◆ **ABOUT THIS TASK**
Beginning with the first line, please return the entries exactly through the line that contains "target_suffix extra_target_flags extra_libdir_suffix)", and leave out all later lines.
────────
PR #424, opened 2024-06-07
Add full LTO build of wasi-libc and libc++

yamt:

PR #436, opened 2024-07-12
Add full LTO build of wasi-libc and libc++

yamt:
redo https://github.com/WebAssembly/wasi-sdk/pull/424 after cmake migration

### DIFF
--- a/cmake/wasi-sdk-sysroot.cmake
+++ b/cmake/wasi-sdk-sysroot.cmake
@@ -160,7 +160,12 @@ endforeach()
 # libcxx build logic
 # =============================================================================
 
-function(define_libcxx target)
+execute_process(
+  COMMAND ${CMAKE_C_COMPILER} -dumpversion
+  OUTPUT_VARIABLE llvm_version
+  OUTPUT_STRIP_TRAILING_WHITESPACE)
+
+function(define_libcxx_sub target target_suffix extra_target_flags extra_libdir_suffix)
   if(${target} MATCHES threads)
     set(threads ON)
     set(pic OFF)
@@ -170,6 +175,10 @@ function(define_libcxx target)
     set(pic ON)
     set(target_flags "")
   endif()
+  if(${target_suffix} MATCHES lto)
+    set(pic OFF)
+  endif()
+  list(APPEND target_flags ${extra_target_flags})
 
   set(runtimes "libcxx;libcxxabi")
 
@@ -188,7 +197,7 @@ function(define_libcxx target)
   set(extra_cxxflags_list ${CMAKE_CXX_FLAGS} ${extra_flags})
   list(JOIN extra_cxxflags_list " " extra_cxxflags)
 
-  ExternalProject_Add(libcxx-${target}-build
+  ExternalProject_Add(libcxx-${target}${target_suffix}-build
     SOURCE_DIR ${llvm_proj_dir}/runtimes
     CMAKE_ARGS
       ${default_cmake_args}
@@ -226,8 +235,8 @@ function(define_libcxx target)
       -DUNIX:BOOL=ON
       -DCMAKE_C_FLAGS=${extra_cflags}
       -DCMAKE_CXX_FLAGS=${extra_cxxflags}
-      -DLIBCXX_LIBDIR_SUFFIX=/${target}
-      -DLIBCXXABI_LIBDIR_SUFFIX=/${target}
+      -DLIBCXX_LIBDIR_SUFFIX=/${target}${extra_libdir_suffix}
+      -DLIBCXXABI_LIBDIR_SUFFIX=/${target}${extra_libdir_suffix}
 
     # See https://www.scivision.dev/cmake-externalproject-list-arguments/ for
     # why this is in `CMAKE_CACHE_ARGS` instead of above
@@ -241,6 +250,11 @@ function(define_libcxx target)
     USES_TERMINAL_BUILD ON
     USES_TERMINAL_INSTALL ON
   )
+endfunction()
+
+function(define_libcxx target)
+  define_libcxx_sub(${target} "" "" "")
+  define_libcxx_sub(${target} "-lto" "-flto=full" "/llvm-lto/${llvm_version}")
 
   # As of this writing, `clang++` will ignore the target-specific include dirs
   # unless this one also exists:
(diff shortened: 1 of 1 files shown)


cmake/wasi-sdk-sysroot.cmake
```diff
@@ -216,14 +237,19 @@ function(define_libcxx target)
     USES_TERMINAL_BUILD ON
     USES_TERMINAL_INSTALL ON
   )
+endfunction()
+
+function(define_libcxx target)
+  define_libcxx_sub(${target} "" "" "")
+  define_libcxx_sub(${target} "-lto" "-flto=full" "/llvm-lto/${llvm_version}")
```
alexcrichton, line 244: Is this `/llvm-lto/$version` convention something codified by Clang itself? Or something we're making up here in wasi-sdk?

cmake/wasi-sdk-sysroot.cmake
```diff
@@ -124,8 +127,17 @@ function(define_wasi_libc target)
...
         ${extra_make_flags}
+    COMMAND
+      ${MAKE} -j8 -C ${build_dir}
+        CC=${CMAKE_C_COMPILER}
+        AR=${CMAKE_AR}
+        NM=${CMAKE_NM}
+        SYSROOT=${wasi_sysroot}
+        EXTRA_CFLAGS=${extra_cflags}
+        TARGET_TRIPLE=${target}
+        ${extra_make_flags_lto}
```
alexcrichton, line 140: Could this be split into a separate build rule with a separate build directory? I think it'd be reasonable to add an option to disable/enable the LTO builds and having it bundled in here will make it difficult to separate out. For debugging it would also be useful to have a single build target for just LTO or just without LTO.

alexcrichton (commented):
As a high-level question, does Clang support embedding LLVM IR in object files? That's, for example, how the Rust compiler works without having two entirely different builds of the standard library. The single precompiled binary for the standard library supports both LTO and non-LTO builds.

sbc100:
> As a high-level question, does Clang support embedding LLVM IR in object files? That's, for example, how the Rust compiler works without having two entirely different builds of the standard library. The single precompiled binary for the standard library supports both LTO and non-LTO builds.

I've never heard of that before.  I've only ever seen separate object files/libraries used.   I'm very curious to learn about this feature!

cmake/wasi-sdk-sysroot.cmake
sbc100: This is something that was created/added specifically for the wasm clang driver: https://github.com/llvm/llvm-project/blob/0309709a6786653da7164334c83b09c9f37b943a/clang/lib/Driver/ToolChains/WebAssembly.cpp#L206-L212

See https://reviews.llvm.org/D70677

yamt:
> As a high-level question, does Clang support embedding LLVM IR in object files? That's, for example, how the Rust compiler works without having two entirely different builds of the standard library. The single precompiled binary for the standard library supports both LTO and non-LTO builds.

llvm has a concept called "fat lto object".
but it doesn't support wasm right now.

cmake/wasi-sdk-sysroot.cmake
alexcrichton: Ah ok! Could that be documented here that the convention is derived from LLVM itself?

alexcrichton:
The Rust compiler at least has a flag to embed bitcode in the original object file itself. It generates LLVM IR, uses that to generate an object file, then encodes the LLVM IR and puts that in the object file as well. Then when LTO is performed the compiler will recognize this type of file, extract the LLVM IR, and then process it as if it were LTO. The original object never gets passed to the linker in LTO builds.

LTO works relatively differently in Rust than it does in C/C++ though. Contrary to the name it's all done within rustc itself, rustc by default doesn't rely on the linker to perform LTO. Whether or not that would work here I'm not sure, but given that there's only a single linker in the wasm ecosystem and compiler it would be pretty nice to avoid two entirely separate builds of wasi-libc/etc to be configured just right to get LTO.

alexcrichton:
To be clear I wasn't saying this should all be held up to do something toally different, I was curious if something was possible. Sounds like it isn't. I think this is fine to land modulo a few small comments from myself above.

cmake/wasi-sdk-sysroot.cmake
yamt: do you mean to make 4 more copies of wasi-libc source tree?

alexcrichton: Until wasi-libc supports out-of-tree builds yes I think that will be required.

cmake/wasi-sdk-sysroot.cmake
```diff
@@ -143,7 +155,12 @@ endforeach()
 # libcxx build logic
 # =============================================================================
 
-function(define_libcxx target)
+execute_process(
+  COMMAND ${CMAKE_C_COMPILER} -dumpversion
+  OUTPUT_VARIABLE llvm_version
```
alexcrichton, line 160: Can this also be called something like `host_llvm_version` or `clang_llvm_version` to better distinguish from [`clang_version`](https://github.com/WebAssembly/wasi-sdk/blob/de6328701c9bead32fdbcabf8b177fc0c8c91011/CMakeLists.txt#L29)? (either that or can that variable be renamed?)

yamt: my impression is clang_version should be retired. we can use -print-resource-dir instead.

cmake/wasi-sdk-sysroot.cmake
yamt: done

cmake/wasi-sdk-sysroot.cmake
yamt: i added a comment

cmake/wasi-sdk-sysroot.cmake
alexcrichton: Can you retire it in this PR then? Otherwise this is creating a confusing state where both are available and they refer to slightly different things.

yamt: i don't want to interfere with https://github.com/WebAssembly/wasi-sdk/pull/445.

alexcrichton: Now that #445 is merged could this be retired?

alexcrichton:
Also one thing I just remembered as well, could a test be added for this? Or also I'm not sure how the existing tests interact with this because they're already passing `-flto` and passing, so I'm not sure how this relates to that.

yamt:
> Also one thing I just remembered as well, could a test be added for this? Or also I'm not sure how the existing tests interact with this because they're already passing `-flto` and passing, so I'm not sure how this relates to that.

the existing tests using -flto somehow cover this. i have already fixed a bug to pass them.

cmake/wasi-sdk-sysroot.cmake
yamt: see https://github.com/WebAssembly/wasi-sdk/pull/451

yamt:
the last push is a conflict resolution.

alexcrichton (approved):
────────
◆ **RESULT OF THE EXERCISE**
PR #424, opened 2024-06-07
Add full LTO build of wasi-libc and libc++

yamt:

PR #436, opened 2024-07-12
Add full LTO build of wasi-libc and libc++

yamt:
redo https://github.com/WebAssembly/wasi-sdk/pull/424 after cmake migration

### DIFF
--- a/cmake/wasi-sdk-sysroot.cmake
+++ b/cmake/wasi-sdk-sysroot.cmake
@@ -160,7 +160,12 @@ endforeach()
 # libcxx build logic
 # =============================================================================
 
-function(define_libcxx target)
+execute_process(
+  COMMAND ${CMAKE_C_COMPILER} -dumpversion
+  OUTPUT_VARIABLE llvm_version
+  OUTPUT_STRIP_TRAILING_WHITESPACE)
+
+function(define_libcxx_sub target target_suffix extra_target_flags extra_libdir_suffix)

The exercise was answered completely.